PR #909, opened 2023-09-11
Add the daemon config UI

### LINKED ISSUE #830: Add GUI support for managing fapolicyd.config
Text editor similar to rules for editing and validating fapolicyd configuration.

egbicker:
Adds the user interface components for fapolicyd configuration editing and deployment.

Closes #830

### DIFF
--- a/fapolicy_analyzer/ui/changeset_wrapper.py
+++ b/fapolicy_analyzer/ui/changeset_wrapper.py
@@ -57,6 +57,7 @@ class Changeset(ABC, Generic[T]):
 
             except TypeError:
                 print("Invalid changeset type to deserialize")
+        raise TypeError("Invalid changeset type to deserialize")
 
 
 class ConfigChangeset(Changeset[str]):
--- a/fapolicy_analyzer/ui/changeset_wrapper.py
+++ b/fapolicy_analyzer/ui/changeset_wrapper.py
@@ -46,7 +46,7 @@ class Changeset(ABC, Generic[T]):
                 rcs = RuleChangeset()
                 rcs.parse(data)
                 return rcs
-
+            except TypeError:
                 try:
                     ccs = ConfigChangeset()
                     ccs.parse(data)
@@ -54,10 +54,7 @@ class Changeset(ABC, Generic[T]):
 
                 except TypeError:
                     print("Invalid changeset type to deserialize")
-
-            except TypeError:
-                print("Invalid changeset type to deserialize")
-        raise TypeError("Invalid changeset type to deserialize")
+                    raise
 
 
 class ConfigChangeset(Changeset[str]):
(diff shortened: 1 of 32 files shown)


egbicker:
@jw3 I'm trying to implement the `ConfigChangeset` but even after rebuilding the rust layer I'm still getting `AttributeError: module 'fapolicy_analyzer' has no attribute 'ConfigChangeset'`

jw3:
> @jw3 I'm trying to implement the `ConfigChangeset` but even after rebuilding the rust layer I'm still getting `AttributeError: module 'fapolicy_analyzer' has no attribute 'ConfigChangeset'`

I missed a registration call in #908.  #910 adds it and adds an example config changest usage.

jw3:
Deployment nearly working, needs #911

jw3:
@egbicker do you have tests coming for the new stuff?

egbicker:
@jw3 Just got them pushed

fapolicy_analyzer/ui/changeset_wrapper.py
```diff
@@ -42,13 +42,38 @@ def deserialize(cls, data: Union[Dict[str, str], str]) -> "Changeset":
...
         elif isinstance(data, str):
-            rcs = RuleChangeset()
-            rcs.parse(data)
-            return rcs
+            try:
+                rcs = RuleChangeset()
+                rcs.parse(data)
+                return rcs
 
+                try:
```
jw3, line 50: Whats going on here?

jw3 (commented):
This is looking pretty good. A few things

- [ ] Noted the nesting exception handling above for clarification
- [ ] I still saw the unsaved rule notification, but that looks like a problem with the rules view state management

INSTRUCTIONS TO FOLLOW
Select every line of the records holding the string "module".

EXPECTED ANSWER
@jw3 I'm trying to implement the `ConfigChangeset` but even after rebuilding the rust layer I'm still getting `AttributeError: module 'fapolicy_analyzer' has no attribute 'ConfigChangeset'`
> @jw3 I'm trying to implement the `ConfigChangeset` but even after rebuilding the rust layer I'm still getting `AttributeError: module 'fapolicy_analyzer' has no attribute 'ConfigChangeset'`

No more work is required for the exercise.